Top of Given information
Issue #183, opened 2024-01-22
Add LinkField to pattern library


maxime-rainville:
## Acceptance criteria
- Add Pattern library stories for Single and MultiLinkField 
- Linkfield has been added to the [Pattern library](https://silverstripe.github.io/silverstripe-pattern-lib)

## Note
- It's probably not possible to include LinkModals because they are driven by form schema which will not work in StoryBook.
- Versioned link states can be handled with dynamic props.

## PRs
- https://github.com/silverstripe/silverstripe-linkfield/pull/204
- https://github.com/silverstripe/silverstripe-pattern-lib/pull/4

PR #204, opened 2024-02-07
MNT Add to storybook

GuySartorelli:
I wasted most of a day trying to mock fetch requests, and failed miserably. Because of that, we can't show what the linkfield looks like when it's populated with links since that data is fetched asynchronously rather than being passed in as a prop.
We also can't render the link modal here for similar reasons.

## Issue
- https://github.com/silverstripe/silverstripe-linkfield/issues/183


emteknetnz (approved):
Tested locally, works great

PR #53, opened 2015-07-10
Kie builder optimizations

wmedvede:
The optimization includes the caching of the PomModel for a given project.
The PomModel will be reused whenever it's possible for the KieBuilder creation, this will reduce the KieBuilder initialization procedure given that the pom.xml parsing with the subsecuent dependencies calculation will be skipped.


manstis:
http://github.com/droolsjbpm/kie-wb-common/commit/418978c77

PR #63, opened 2015-08-03
BPMSPL-100: refactor to add the tag selector on Technical & Business View 

pefernan:


Rikkola:
http://github.com/droolsjbpm/kie-wb-common/commit/0bd6d0811

PR #64, opened 2015-08-23
Fix indexing tests by disabling Git daemon and ssh

psiroky:
* this fixes a lot of test failures in drools-wb
   (when running the tests in parallel)


Rikkola:
https://github.com/droolsjbpm/kie-wb-common/commit/af6e6e0de7918215bcd589af614ccf745cd4b04f

PR #65, opened 2015-08-24
Bug 1254907 - Items of project explorer are not refreshed automatically

Rikkola:
Few goals here. 
1. Fix the bug
2. Making the code more unit testable
3. Splitting the responsibilities in BaseViewPresenter to smaller units. The logic for what gets shown and when we update is getting out of hand. I hope the changes help more than confuse. 

This PR depends on a guvnor PR and a PR in kie-wb-distributions depends on this.


Rikkola:
This was needed for the release so merged in.
https://github.com/droolsjbpm/kie-wb-common/commit/a85573710b986444dd14f2ada4b3efce377b737b

PR #66, opened 2015-08-24
Bug 1250349 - Exceptions are not logged in server.log file if not abl…

Rikkola:
…e to connect to kie-server


Rikkola:
https://github.com/droolsjbpm/kie-wb-common/commit/25064d52b95b7ec2edc02906d088f4625b080154

PR #67, opened 2015-08-24

wmedvede:
- i18n added for the Persistence Descriptor Editor


psiroky:
@wmedvede just out of curiosity, what is the reason to create a PR and then self-merge it few minutes later? I am seeing PRs as way for others to review things, which does not happen this way (at least not before the changes land in the branch). 

I know that PR is more visible (comparing to direct push), so there is higher chance someone notices the changes and looks at them. Maybe this is worth creating the PR.

PR #75, opened 2015-09-04
Make business/technial views of PEX consistent

jhrcek:
..and add some IDs for selenium testing

The only substantial change is reordering of Project explorer's controls in BusinessViewWidget.ui.xml to be consistent with TechnicalViewWidget.ui.xml (see screenshot before and after change https://ctrlv.cz/Z3dA)

In addition to that I added some DOM IDs that will make maintenance of our selenium tests easier. It's much easier for us to maintain relatively stable locators ala "div[id^='pex_content']" than having to update brittle locators like "div div[aria-hidden=true]+div>div>div>div>div>div:not([aria-hidden=true])" after every change done to the view.


jhrcek:
If this PR is acceptable, please also cherry pick to 6.3.x for product testing.

manstis:
*kie-wb-common*
(master) https://github.com/droolsjbpm/kie-wb-common/commit/eb9e55279

(6.3.x) https://github.com/droolsjbpm/kie-wb-common/commit/8902d646b

manstis:
Thanks @jhrcek

PR #77, opened 2015-09-04
DROOLS-733 - update status of kie container info if opened when kie s…

mswiderski:
…erver instance connects to controller

should go into both master and 6.3.x


manstis:
*kie-wb-common*
(master) https://github.com/droolsjbpm/kie-wb-common/commit/c8a069306

(6.3.x) https://github.com/droolsjbpm/kie-wb-common/commit/32d310a3b

manstis:
Thanks @mswiderski

PR #78, opened 2015-09-04
Hide docks when you put data modeler in background

ederign:
Depends on: https://github.com/uberfire/uberfire/pull/166


manstis:
DataModelerWorkbenchFocusEvent with a "hidden" property? Surely a "focus" event should have a "focus" property or similar?

PR #80, opened 2015-09-07
BZ1202551: Test Scenario result is affected by previous XLS Decision Table validation

manstis:


manstis:
@wmedvede Hi Walter.. you're probably one of the few people around that have looked at the ```Builder``` code. Toni is on PTO, so I wonder if you could merge this PR please. Thanks.

kie-wb-common-services/kie-wb-common-services-backend/src/main/java/org/kie/workbench/common/services/backend/builder/Builder.java
```diff
@@ -526,9 +530,16 @@ public KieContainer getKieContainer() {
...
-            ReleaseId releaseId = kieModule.getReleaseId();
-            KieContainer kieContainer = kieServices.newKieContainer( releaseId );
+            // Do not retrieve the KieContainer with KieServices.newKieContainer(releaseId) since this looks-up the KieModule to
+            // create the KieContainer from KieRepository. This holds the most recent KieModule (for the ReleaseId) that was built with
+            // kieBuilder.buildAll() which *may* be a KieModule created during asset validation and hence will lack many assets.
+            // See https://bugzilla.redhat.com/show_bug.cgi?id=1202551
+            final KieModule kieModule = kieBuilder.getKieModule();
+            final ReleaseId releaseId = kieModule.getReleaseId();
+            final org.drools.compiler.kie.builder.impl.KieProject kieProject = new KieModuleKieProject( (InternalKieModule) kieBuilder.getKieModule(), null );
+            final KieContainer kieContainer = new KieContainerImpl( kieProject,
```
mswiderski: @manstis , wouldn't it be better to provide method on kieServices that skips the KieRepository look up instead of using here the implementation classes (KieModuleKieProject, KieContainerImpl)? Just wondering as it might be useful in other places/use cases, wdyt?

manstis: @mswiderski Hi.. to be honest I first created a unit test in drools-compiler showing the issue; and was going to ask @mariofusco to have ```KieBuilder.buildAll()``` skip deployment to ```KieRepository``` but I thought the impact might be too great. However perhaps adding a new method to create a ```KieContainer``` from a ```KieModule``` would be a better option (as you suggest). Let's see what @mariofusco thinks on his return.... OK if I reassign this PR to you (now you're involved!)?

mswiderski: sure thing

PR #88, opened 2015-09-22
BZ1202765: NullPointerException in EnumFileIndexer if fact used in enumeration does not exist

manstis:
See https://bugzilla.redhat.com/show_bug.cgi?id=1202765

Fixed logging of errors.


Rikkola:
http://github.com/droolsjbpm/kie-wb-common/commit/fe65bbb2b

PR #194, opened 2022-10-18
ImageNet ResNet initialization to match with Jax

pomonam:
This PR modifies the Imagenet-Resnet workload so that the initialization scheme between Jax and Pytorch matches.

### DIFF
--- a/algorithmic_efficiency/init_utils.py
+++ b/algorithmic_efficiency/init_utils.py
@@ -1,9 +1,15 @@
+"""Utilities for initializing parameters.
+
+Note: Code adapted from
+https://github.com/google/jax/blob/main/jax/_src/nn/initializers.py
+"""
 import math
 
 from torch import nn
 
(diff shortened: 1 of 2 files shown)


algorithmic_efficiency/init_utils.py
```diff
@@ -0,0 +1,11 @@
+import math
+
+from torch import nn
+
+
```
runame, line 5: Maybe it makes sense to add a comment with the [reference](https://jax.readthedocs.io/en/latest/_autosummary/jax.nn.initializers.lecun_normal.html) to the corresponding Jax initialization function here?

runame (approved):
LGTM

algorithmic_efficiency/init_utils.py
pomonam: That's a great point. I will add that.

PR #195, opened 2022-10-18
Initalization Fixes

pomonam:
This PR addresses issues that appeared at #189. 

After this PR, the initialization scheme for Jax and Pytorch should be identical except for librispeech workload. Librispeech PyTorch workload might require a larger change as it is difficult to set the initialization for LazyLinear. We might need to define our own version of LazyLinear and use Xavier initialization.


runame (approved):
LGTM

PR #199, opened 2022-10-18
More ResNet Diff Checking

pomonam:
I believe that we can run the target-setting for ImageNet ResNet after this PR. Basically, this PR attempts to close the gap with the code from target-setting runs.

- Fix final dense layer initialization to normal with `stddev=1e-2` (for both Jax and PyTorch).
- Remove `log_softmax` inside ResNet and let it apply `log_softmax` in the loss function.


znado (approved):
Nice catches, LGTM!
Bottom of Given information
## Work instructions
Set down exactly the lines above that run from the start of the listing to the line with "2. Making the code more unit testable". Leave out every later line.

## Answer to the problem
Issue #183, opened 2024-01-22
Add LinkField to pattern library


maxime-rainville:
## Acceptance criteria
- Add Pattern library stories for Single and MultiLinkField 
- Linkfield has been added to the [Pattern library](https://silverstripe.github.io/silverstripe-pattern-lib)

## Note
- It's probably not possible to include LinkModals because they are driven by form schema which will not work in StoryBook.
- Versioned link states can be handled with dynamic props.

## PRs
- https://github.com/silverstripe/silverstripe-linkfield/pull/204
- https://github.com/silverstripe/silverstripe-pattern-lib/pull/4

PR #204, opened 2024-02-07
MNT Add to storybook

GuySartorelli:
I wasted most of a day trying to mock fetch requests, and failed miserably. Because of that, we can't show what the linkfield looks like when it's populated with links since that data is fetched asynchronously rather than being passed in as a prop.
We also can't render the link modal here for similar reasons.

## Issue
- https://github.com/silverstripe/silverstripe-linkfield/issues/183


emteknetnz (approved):
Tested locally, works great

PR #53, opened 2015-07-10
Kie builder optimizations

wmedvede:
The optimization includes the caching of the PomModel for a given project.
The PomModel will be reused whenever it's possible for the KieBuilder creation, this will reduce the KieBuilder initialization procedure given that the pom.xml parsing with the subsecuent dependencies calculation will be skipped.


manstis:
http://github.com/droolsjbpm/kie-wb-common/commit/418978c77

PR #63, opened 2015-08-03
BPMSPL-100: refactor to add the tag selector on Technical & Business View 

pefernan:


Rikkola:
http://github.com/droolsjbpm/kie-wb-common/commit/0bd6d0811

PR #64, opened 2015-08-23
Fix indexing tests by disabling Git daemon and ssh

psiroky:
* this fixes a lot of test failures in drools-wb
   (when running the tests in parallel)


Rikkola:
https://github.com/droolsjbpm/kie-wb-common/commit/af6e6e0de7918215bcd589af614ccf745cd4b04f

PR #65, opened 2015-08-24
Bug 1254907 - Items of project explorer are not refreshed automatically

Rikkola:
Few goals here. 
1. Fix the bug
2. Making the code more unit testable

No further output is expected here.